### PROBLEM DETAILS
Among the lines below, count those with the word "this". Answer with the number only.

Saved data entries
PR #120, opened 2025-08-12
feat: Allow specifying custom base collection when creating a dynamic collection

MoritzPotthoffQC:
# Motivation

Currently, all dynamic collections are based directly on `dy.Collection`. It would be nice to allow basing them on a custom collection type so that the dynamic collection inherits whatever additional logic exists there.  

# Changes

- Added base collection as an argument, defaulting to the current behavior.

### DIFF
--- a/dataframely/testing/factory.py
+++ b/dataframely/testing/factory.py
@@ -36,6 +36,7 @@ def create_collection(
     schemas: dict[str, type[Schema]],
     filters: dict[str, Filter] | None = None,
     *,
+    collection_base_class: type = Collection,
     annotation_base_class: type = LazyFrame,
 ) -> type[Collection]:
     return create_collection_raw(
@@ -45,6 +46,7 @@ def create_collection(
             for name, schema in schemas.items()
         },
         filters=filters,
+        collection_base_class=collection_base_class,
     )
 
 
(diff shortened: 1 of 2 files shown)


dataframely/testing/factory.py
```diff
@@ -33,29 +33,49 @@ def create_schema(
 
 def create_collection(
     name: str,
-    schemas: dict[str, type[Schema]],
+    schemas: dict[str, type[Schema]] | None = None,
```
borchero, line 36: Why would I want to ever call this with `None`? If I already have a collection with all the schemas I want, I don't need this function, do I?

tests/test_factory.py
```diff
@@ -0,0 +1,97 @@
...
+
+
+@pytest.fixture()
+def member() -> pl.LazyFrame:
+    return pl.LazyFrame({"a": [0, 1, 2, 3, 10]})
+
+
+@pytest.fixture()
+def member2() -> pl.LazyFrame:
+    return pl.LazyFrame({"a": [0, 1, 2, 3, 10], "b": ["a", "b", "c", "d", "e"]})
```
borchero, line 45: I'm not a fan of data in fixtures as changing the fixture for a test requires updating all other tests. Can we just hardcode these in the tests themselves and duplicate them?

borchero (approved):
Thanks! Two small comments :)

dataframely/testing/factory.py
MoritzPotthoffQC: You could use this to only add new filters. Up to you though if we want to keep it

borchero: Mh yeah, you could provide an empty dict regardless 😄 I'd _rather_ make it non-optional but no strong opinion, you decide 🤪

MoritzPotthoffQC: Fair enough, made it non-optional now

### TASK SOLUTION
2